The club, called We Dine Together, calls for members to walk around the cafeteria and school campus during lunch at Boca Raton Community High School to see if anyone is sitting alone, according to The Huffington Post.
If someone is sitting alone, a club member will sit next to that student and talk to him or her.
Denis Estimon, who arrived in the United States from Haiti during his first-grade year, is a member of the club. He told CBS it's important to make sure people sit together at lunch.
"To me it's like ... if we don't try and go make that change, who's going to do it?" he told CBS' Steve Hartman.
Similarly, Allie Sealy said the club helps make a difference.
"Meeting someone who actually cares and listens to what you have to say really makes a difference," she told Hartman. "And that could happen at lunch, that could happen at our club."
The club has a Facebook page where members share daily updates about their meetings and explain how other students can get involved.
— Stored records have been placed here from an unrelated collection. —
PR #426, opened 2026-09-11
feat(service): serve the macOS guest network from an in-process userspace netstack instead of the vmnet bridge

chenhunghan:
## The problem

Issue #380: on macOS a guest gets its address from the host's `vmnet` DHCP
server over the Apple NAT bridge. That server is shared, it needs
`bridge100` to exist first, and its state lives in a root-readable plist.
A guest that does not get a lease has no network and the run is useless.

## Why in-process, not gvproxy

PR #424 served the same link from a per-run `gvproxy`. The review of that PR
(https://github.com/lensapp/lens-sandbox/pull/424#issuecomment-5633495035)
found two defects:

1. **An external binary decided whether a run could boot.** `gvproxy` was
   looked up on `PATH`, so a host with podman installed picked podman's
   build, which refuses the `--ssh-port -1` lns passes, and every run failed
   after a 10-second timeout.
2. **The guest could reach the host through the gateway.** gvproxy serves an
   HTTP control API on `192.168.127.1:80` with
   `/services/forwarder/expose`, which binds a **host** TCP port, and a NAT
   entry `192.168.127.254 -> 127.0.0.1`. Neither existed on the vmnet
   bridge. With `match: "*"` egress, the common shape for an agent sandbox,
   there was no approval card either.

Both are impossible here. There is no binary to find: the stack is part of
lns-service. There is no control API of any kind and no NAT entry to the
host's loopback: the guest's own subnet is refused whole, except the
resolver on 53 — UDP and TCP — and ICMP echo at the gateway.

## The design

**1. Transport.** `socketpair(AF_UNIX, SOCK_DGRAM, 0)`. One end goes to Vz as
`VZFileHandleNetworkDeviceAttachment` through a non-closing `NSFileHandle`
(unchanged from #424); the other is a `tokio::net::UnixDatagram` owned by the
run. `SO_SNDBUF` 1 MiB and `SO_RCVBUF` 4 MiB, the values vfkit uses. One
datagram is one ethernet frame. MTU 1500 both ways; read buffers are 1518
bytes, so a full frame with a VLAN tag is never truncated. Nothing touches
the filesystem.

**2. Layer 2** (`netdev/link.rs`). Ethernet II through `etherparse`. The
guest's MAC is learned from the first frame it sends. ARP for the gateway is
answered with `0e:6c:6e:73:00:01` — locally administered, `6c 6e 73` spells
"lns", `01` is the gateway. IPv6, VLAN-tagged frames and every other
ethertype are dropped and counted.

**3. DHCP** (`netdev/dhcp.rs`). The wire format is smoltcp's own DHCPv4
types: `DhcpPacket` and `DhcpRepr` read the guest's message and write the
reply. smoltcp ships only a client, so the server side is ours — but only the
one-lease policy, not the parser. One lease, no pool: `192.168.127.2`, mask
`255.255.255.0`, router and DNS `192.168.127.1`, 24 h. DISCOVER→OFFER,
REQUEST→ACK, and a bare REQUEST (renew) is acknowledged too. Options 1, 3, 6,
51, 53 and 54; the broadcast flag decides where the reply goes. A client
asking for an address this link does not lease gets a NAK rather than
silence.

**4. Layer 3** (`netdev/engine.rs`). `netstack-smoltcp` 0.2.4 turns the
guest's IPv4 packets into a `TcpListener` of streams and a `UdpSocket` of
datagrams.

**Admission before allocation.** The library creates a smoltcp socket, two
buffers and two ring buffers — about 256 KiB — for every segment that carries
SYN without ACK, and looks nothing up by four-tuple. So the engine keeps the
flows a guest holds and decides per SYN, at ingress, before the stack sees
the packet: a SYN for a flow it already has is dropped and counted (smoltcp
retransmits its own SYN-ACK from SYN-RECEIVED, so nothing is lost); a SYN for
a new flow when the table is full is answered with the same reset a refusal
gets, and counted; only an admitted SYN is forwarded, and its permit is taken
there rather than after the stream arrives. A flow leaves the table when its
relay ends, and a flow the guest never finished opening leaves after 30 s,
which ends its relay and drops its stream.

**What the engine reads is what the stack reads.** An ingress packet is
parsed with smoltcp's own `Ipv4Packet::new_checked` and `UdpPacket::new_checked`
— the parsers the library uses — and trimmed to the length its IPv4 header
states, because a frame padded to the 60-byte ethernet minimum carries
trailing bytes. A segment keeps etherparse as its one parser: its check and
smoltcp's `TcpPacket::new_checked` accept exactly the same bytes, and a test
pins that they agree. As a seatbelt, an item the library will not hand over
is one unusable item, not the end of the stream: the UDP and TCP accept loops
read on until the run is cancelled.

**5. Host boundary** (`netdev/policy.rs`). Every destination is decided
before a host socket is opened — in fact before the stack sees the packet.

| Destination | Result |
|---|---|
| `192.168.127.1:53` UDP | The gateway relays the query, fitted to what the guest can take. |
| `192.168.127.1:53` TCP | The gateway relays the query, length-prefixed per RFC 1035 §4.2.2. |
| `192.168.127.1`, ICMP echo | The gateway answers. |
| Anything else in `192.168.127.0/24` | Refused. |
| `127.0.0.0/8` | Refused. |
| `0.0.0.0/8` | Refused. |
| `169.254.0.0/16` | Refused. |
| `224.0.0.0/4` | Refused. |
| `255.255.255.255` | Refused. |
| Not IPv4 | Refused. |
| Everything else, including the host's LAN | Carried, as on vmnet. |

A refused TCP segment is answered with a reset (RFC 793: from the segment's
own ACK when it carries one, from zero when it does not), and a refused
datagram with an ICMP port-unreachable quoting the header the guest sent, so
the guest fails at once instead of waiting out a timeout. Each refused
destination is logged once at debug level, up to 1024 distinct destinations
per run; past that the run says once that it counts the rest without logging
them. Every refusal is counted, logged or not. The
policy is a value (`Boundary`) passed into the stack; tests use
`Boundary::Permissive`, and a dedicated test asserts the default refuses each
range above.

**6. DNS.** The gateway is a plain relay: it resolves nothing itself and
caches nothing, so the host's answers, TTLs and negative answers are what the
guest gets. The resolver list is the host's own — the nameservers of
`/etc/resolv.conf` plus the per-domain resolvers `scutil --dns` reports,
which is where a split-DNS VPN's internal resolvers live and where
`resolv.conf` never has them. A resolver is asked on the port its own block
names, 53 when it names none. Every resolver whose domain is the longest
match answers a name, lowest `order :` first and the rest as its fallback,
per resolver(5); a name no domain covers goes to the default resolvers.

The list is read again every 30 s, and again after any query nobody
answered, so a VPN coming up mid-run is picked up. A query is answered from
the list in hand and waits for no read: one refresh at a time runs on
`spawn_blocking`, with 2 s for `/etc/resolv.conf` and `scutil --dns`
together, and a read that outlasts that leaves the list in hand in place.

**The search fits under the guest's own deadline.** The guest's stub gives up
after 2 s (lens-sandbox-core `dns::UPSTREAM_TIMEOUT`, which matches glibc), so
the gateway hedges rather than waiting: it asks the first server, asks the
next after 700 ms while the first stays pending, and takes the first usable
answer. SERVFAIL, REFUSED and NOTIMP are a server saying "not me" and move to
the next server at once; NOERROR and NXDOMAIN are answers and come back as
they are. A truncated answer is asked again over TCP to the same server. The
whole search has 1800 ms, then the last upstream reply, else a SERVFAIL of
the gateway's own — never silence. A server that answered nothing is asked
last for 30 s, so the next query is not slowed by it again.
`hickory-proto` does the wire format; it was already in `Cargo.lock`.

**The answer is fitted to the guest.** Over UDP the gateway sends at most
what the guest said it can take — the payload size of the query's OPT record,
else 512 bytes — and never more than 1472, the MTU less an IPv4 and a UDP
header, because this link does not fragment and a bigger frame dies at the
guest's virtio-net MTU. An answer that does not fit comes back as its own
question with TC set and the answer, authority and additional sections
emptied, per RFC 2181 §9, keeping the OPT record the guest sent. The fitted
form carries the guest's own question, so it is never larger than the query
the guest sent in one datagram of this link.

**And the guest has somewhere to ask again.** The gateway serves DNS over TCP
on `192.168.127.1:53`: a SYN for the resolver is admitted the way a datagram
for it is, and the stream is served by a length-prefixed loop (RFC 1035
§4.2.2) — one or more queries per connection, the same relay and the same
search budget, closed after 10 s idle, counted under the DNS allowance rather
than carried to a host socket. Every other gateway port stays refused.

**7. Bounds and limits.** Per guest, per run:

| | |
|---|---|
| Concurrent TCP flows | 1024 |
| Concurrent UDP flows | 512 |
| DNS queries in flight | 256 |
| DNS connections over TCP to the gateway | 64, each carrying at most 64 queries, closed after 10 s idle or a 5 s unread answer |
| TCP connect timeout | 10 s |
| TCP buffer per direction per flow | 64 KiB (decided 2026-09-12, `916b7e8a`) |
| UDP flow idle timeout | 60 s |
| Half-open TCP flow timeout | 30 s |
| DNS connection idle timeout | 10 s |
| One DNS search, every server included | 1800 ms |
| A DNS server silent this long is hedged past | 700 ms |
| A DNS server that answered nothing is asked last for | 30 s |
| Reading the host's resolver list | 2 s |
| Largest DNS answer over UDP | 1472 bytes |
| Frames queued between the device and the stack | 512 |
| MTU | 1500, both ways, no reassembly |
| One frame on the wire | 1518 bytes: the MTU, the ethernet header, a VLAN tag |
| Refused destinations logged per run | 1024, then counted only |

Anything over a limit is dropped and counted at debug level rather than
queued. A guest that outruns the stack loses frames, as it would on a busy
wire. `engine::MAX_FRAME` is the one frame size of the link: the device
reads into it and the stack is built from the MTU it derives from.

**8. Lifecycle.** The netdev starts before the VM and refuses the run
(pre-workload, exit 125 through the existing error path) if it cannot come
up. One guard owns every task of the run: the listeners live in a `JoinSet`,
and every relay a listener starts — TCP, UDP and DNS — is spawned through a
`tokio_util::task::TaskTracker` and selects on a `CancellationToken`.
Dropping the guard cancels the token, closes the tracker and aborts the
`JoinSet`, so a run stopped mid-transfer stops copying at once. No processes
to reap. One stack per run, no shared state.

**The guard's life is the VMM's life.** `vm::boot_with_attachments` gives what
a run holds — the netdev guard and the run's volume leases — to the blocking
closure that runs the VMM, so they are dropped exactly when `backend.run`
returns. Aborting the task that awaits the boot, which the orchestrator does
when no connector arrives and the provisioner does when a stop did not work,
no longer cancels the stack under a guest that is still running. The host end
of the socket pair closes with the guard; the VM end was handed to Vz as an
NSFileHandle with `closeOnDealloc: false`, so nothing else closes it.

**9. Rollout.** Default on macOS. `LNS_NETDEV=vmnet` restores VZNAT for one
release; `LNS_NETDEV=netstack` names the default. `LNS_GUEST_SUBNET=<a /24>`
moves the link for a host that already uses `192.168.127.0/24`; the gateway
is always `.1`, the guest `.2`, and the boundary follows. A host address
inside the guest subnet is named at startup, because no guest can reach it.
The launch banner, the audit event and `lns audit` say `netstack` and the
subnet in force. The stack is reached through a "frames in, frames out"
channel pair (`engine::Frames`), so a vhost-user front end for
cloud-hypervisor can be added without touching the stack. The Linux path is
untouched.

Both variables are read by lns-service from its own environment, and neither
travels over the IPC a run is asked for on, so they are set where the service
starts — `lns service stop`, then `lns service start` with the variable in
its environment. `lns run` prints one warning line when it sees either in its
own environment. `docs/service.md` shows both routes.

**10. Port publishing** is unaffected. `spec.ports` / `-p` travels over the
run's vsock channel (`forward/real.rs`), not over this link; its tests are
unchanged and still pass.

## Removed

gvproxy download and checksum code, `LNS_GVPROXY_BIN`, `LNS_GVPROXY_CDN`, the
installer's gvproxy section, gvproxy in the docs, and the run-dir socket
paths (`net.sock`, `net-vm.sock`) with their path-length and stale-socket
handling. A socket pair needs none of it.

## Review amendments

The six amendments in the review comment are all in, at `66c1b843`:

| Amendment | Where |
|---|---|
| 1. DNS is a plain relay, one path | `netdev/dns.rs` (relay, scopes, longest-suffix with every tying resolver kept in `order`, 30 s refresh + refresh-on-failure off the workers, hedged search of 700 ms / 1800 ms, TC→TCP, SERVFAIL, no cache) and `netdev/resolver.rs` (`/etc/resolv.conf` + `scutil --dns`, the UDP and TCP transports). 256 in-flight per guest in `netdev/engine.rs`. `getaddrinfo` synthesis is gone. |
| 2. Bounds per guest | `engine::Limits` / `engine::Allowance`: 1024 TCP, 512 UDP, 256 DNS, 10 s connect, 60 s UDP idle, 64 KiB per direction, a 512-frame bounded queue that drops and counts. One guard per run owns the listeners (a `JoinSet`) and every relay (a `TaskTracker` and a `CancellationToken`). Tests: the 1025th TCP flow, the 513th UDP flow and the 257th query are refused, and dropping the guard aborts every task, an open relay included. |
| 3. Subnet override | `netdev::Subnet::from_env` (`LNS_GUEST_SUBNET`, a `/24` only, gateway `.1`, guest `.2`, boundary derived) and `netdev::overlap_warning`, logged at startup from `netdev/real.rs` over `getifaddrs`. Documented in `docs/service.md`. |
| 4. Packet boundary, explicit | ARP and IPv4 handled; IPv6, VLAN (`0x8100`) and every other ethertype dropped and counted; fragments dropped, never reassembled; ICMP echo at the gateway answered; refused TCP reset, refused UDP answered with ICMP port-unreachable. "IPv4 only" is stated in the docs. Malformed-input sweeps over truncated ethernet, ARP, IPv4, UDP, TCP, ICMP and DHCP assert nothing panics and nothing half-read is carried. |
| 5. Smoke test additions | `netstack-netdev.sh` now runs a host listener that logs every accept and fails if it sees one, checks `127.0.0.1:<port>` as well as `192.168.127.1` and `192.168.127.254:<port>`, and adds a dual-stack `https://example.com` fetch that reports the address actually used. |
| 6. PR body | The "Bounds and limits" table and the "DNS" paragraph are in the design section above. |

## Review at 6e29f21

Three items, one commit each:

| Item | Commit | What changed |
|---|---|---|
| 1. Relay tasks escape the guard | `6ab20368` | `Running` holds a `TaskTracker` and a `CancellationToken`. `carry_tcp`, `carry_udp` and `relay_query` are spawned through the tracker and select on the token. `Drop` cancels the token, closes the tracker and aborts the `JoinSet`. The guard test opens a TCP flow to a test listener first. |
| 2. The refusal log set is unbounded | `df78bc17` | `note_refusal` logs at most 1024 distinct destinations, then says once that it counts the rest without logging them. `Counters` counts every refusal either way. |
| 3. Two `MAX_FRAME` constants | `e0a2abac` | One `engine::MAX_FRAME` — the MTU, the ethernet header and a VLAN tag, 1518 — used by the device reader and derived from the MTU the stack is built with. |

`tokio-util` is pinned at `0.7.18` with `default-features = false` and the
`rt` feature. It was already in `Cargo.lock` as a transitive dependency.

## Review at c46ea5a9, DNS round

Five DNS findings of the second review, one commit each. This round is the
relay only: `netdev/dns.rs`, `netdev/resolver.rs` and their caller in
`netdev/engine.rs`.

| Finding | Commit | What it does now |
|---|---|---|
| 3. Resolver refresh blocked runtime workers under a mutex (P2) | `4eb73523` | `servers_for` answers from the list in hand and never waits for a read. A list that is due triggers one refresh, coalesced by a flag so a burst collapses into one, which runs `scopes()` on `spawn_blocking` with 2 s to finish. A read that outlasts that leaves the list in hand in place. The `Sources` trait is unchanged, so the tests keep their fake. |
| 6. DNS failover stopped at SERVFAIL (P2) | `26c7b65e` | SERVFAIL, REFUSED and NOTIMP move to the next server, as a timeout or a transport error already did. NOERROR and NXDOMAIN are answers and are returned as they are. When every server refused, the guest gets the last upstream's own reply; the gateway's own SERVFAIL only when there was none. |
| 7. A resolver's custom port became 53 (P2) | `f3804e49` | The parser reads scutil's `port :` line and gives it to every nameserver of that resolver, so a local resolver on `127.0.0.1:5353` is asked there. A loopback nameserver here is a host-side socket this service opens itself, which the guest boundary does not judge; the code says so. |
| 8. Equal-domain resolvers lost priority and fallback (P2) | `cfe5f855` | `order :` is parsed into the scope. A name is answered by every resolver whose domain ties for the longest match, lowest order first and file order breaking ties, with their servers one after the other. The default resolvers are ordered the same way. |
| 10. DNS fallback took longer than the guest waits (P2) | `3ba4613f` | Hedged fallback: the first server is asked, the next after 700 ms while the first stays pending, first usable answer wins. Whole search 1800 ms, then the last real reply or SERVFAIL. A silent server is asked last for the next 30 s. The three numbers are constants that name the guest stub's 2 s they sit under. `UPSTREAM_TIMEOUT` (5 s per server) is gone: the budget bounds the search. |

`1d0cb090` is a test-only commit: the wait helper's deadline is an
assertion inside the loop, not a `panic!` after it, so the per-file
coverage gate sees every line run.

Red first, in each case: five concurrent queries read the host's
configuration five times and each waited for its own read; a first server
answering SERVFAIL ended the search; a resolver with `port : 5353` was asked
on 53; the second of two `corp.example` resolvers replaced the first; and a
silent first server made the healthy second answer at 5 s.

### New tests

- **Refresh**: five queries against a source that blocks produce one read and
  none of them waits for it; a read that outlasts its 2 s leaves the previous
  scopes in place; the refreshed list lands once the read returns.
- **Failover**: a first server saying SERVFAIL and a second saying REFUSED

Most recently, the group shared a poem delivered by Nathaniel Hopwood, one of the club's members.
"This is an insight to our weekly club meetings held at Boca Raton Community High School," the page explained.
These Florida teens aren't the first who have worked to stop lunchtime bullying. Natalie Hampton, 16, started an app called "Sit With Us" during the fall of 2016, according to the Deseret News.
The app allows users to either sign up as an ambassador, who helps organize lunches, or find ways to meet with other people during lunch, the Deseret News reported.
Hampton told NPR she often felt rejected at lunch, knowing there were few places she could sit in peace.
The app, she said, can help people feel more secure during lunchtime.
"At my old school, I was completely ostracized by all of my classmates, and so I had to eat lunch alone every day," she said. "When you walk into the lunchroom and you see all the tables of everyone sitting there and you know that going up to them would only end in rejection, you feel extremely alone and extremely isolated, and your stomach drops. And you are searching for a place to eat, but you know that if you sit by yourself, there'll be so much embarrassment that comes with it because people will know and they'll see you as the girl who has nowhere to sit. So there's so many awful feelings that come along with it."
Bullying proves to be a major issue for high school students. According to the National Bullying Prevention Center, about 1 in 4 students are bullied during the school year.
Between 40 and 75 percent of bullying happens during lunch breaks or recess or in the hallways, according to recent research.
Meanwhile, two-thirds of students don't report that they're bullied, the NBPC explained.
Bullying can happen for a multitude of reasons, include body size, race, ethnicity and social status, according to the NBPC.
More than half of all bullying ends, though, when a bystander intervenes.
Sealy said that's why the We Dine Together club exists — to make sure no one feels bullied or hurt during the school day.
"It just seems really unfair," she said in the CBS interview. "It's honestly an issue."